### WHAT THIS TASK INVOLVES
Locate the word "reads" in the entries below, then gather every line that holds it.

Records from a data collection:

PR #497, opened 2026-05-17
fix(sell): allow concrete paid/<model> as default agent chat model

bussyjd:
## Summary

- `resolveDefaultAgentModel` was skipping ALL `paid/`-prefixed entries via `strings.HasPrefix`; only the literal `paid/*` wildcard (a LiteLLM routing namespace entry) should be filtered out
- Extracts a pure `pickAgentDefault([]string)` helper and adds 5 table-driven unit tests covering the key cases

## Why

After `obol buy inference v1337-aeon --model aeon && obol model prefer paid/aeon`, running `obol sell demo quant` would pin the agent to the **second-rank** model because all `paid/*`-prefixed entries were being skipped. The wildcard `paid/*` and a concrete `paid/aeon` are different LiteLLM concepts: the wildcard is a routing namespace (not callable), while concrete purchased entries route through the x402-buyer sidecar and are fully valid chat models. This fix makes "agent uses my preferred model" work without a `--chat-model` flag.

## Test plan

- [x] `TestPickAgentDefault` — 5 cases: concrete-paid-at-head wins, wildcard-skipped-fallthrough, wildcard-only error, concrete-paid-only, empty-list error
- [ ] Manual: `obol buy inference <name> --model <id>` → `obol model prefer paid/<id>` → `obol sell demo quant` → `kubectl get agent quant -n agent-quant -o jsonpath='{.spec.model}'` should return `paid/<id>`

### DIFF
--- a/cmd/obol/sell_agent.go
+++ b/cmd/obol/sell_agent.go
@@ -427,9 +427,14 @@ func runAgentBackedDemo(
 
 // resolveDefaultAgentModel picks a model to pin onto a fresh Agent CR.
 // Walks the cluster's LiteLLM model_list (the same source `obol model
-// list` reads), drops the meta `paid/*` route, and returns the top
-// entry. The list is already in the operator's preferred order via
-// `obol model prefer`, so "first non-paid" is a meaningful default.
+// list` reads), drops the wildcard `paid/*` meta route, and returns the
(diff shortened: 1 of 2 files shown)


OisinKyne (approved):
What is the point of `paid/*` so? do we need to keep it at all?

### ANSWER TO THE EXERCISE
-// list` reads), drops the meta `paid/*` route, and returns the top
+// list` reads), drops the wildcard `paid/*` meta route, and returns the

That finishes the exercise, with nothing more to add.